▸ **TASK TO COMPLETE**: For every line of the material below, check for the string "cases" and return the line if it is there.

▸ **GIVEN DATA**:
PR #1084, opened 2026-07-02
feat: #1014 AgentOS case management (soft-delete + star/favorite + related-only listing)

selimbensenouciep-prog:
## What

Single PR for the **#1014 AgentOS case management** work, combining three pieces that all touch the same drawer/shell surface:

1. **Soft-delete** a case from the drawer (reuses the existing `DELETE /api/cases/{id}` soft-delete).
2. **Star / favorite** a case (per-user), persisted and surfaced in the list.
3. **Listing** restricted to the cases the current user has a **direct** relation with (so every listed case is starrable).

> Supersedes #1081 (soft-delete-only), which is closed in favour of this combined PR. **Rename** stays out of scope (ships with the automatic case-naming work #1010).

## How

**Backend (Kotlin / Neo4j)**
- `starred` boolean on the existing `(User)-[:ADMIN|MEMBER]->(Case)` relation, exposed via `PermissionRepository` → `PermissionService` (mirrors grant/revoke; no cache).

▸ **ANSWER BOX**:
1. **Soft-delete** a case from the drawer (reuses the existing `DELETE /api/cases/{id}` soft-delete).
3. **Listing** restricted to the cases the current user has a **direct** relation with (so every listed case is starrable).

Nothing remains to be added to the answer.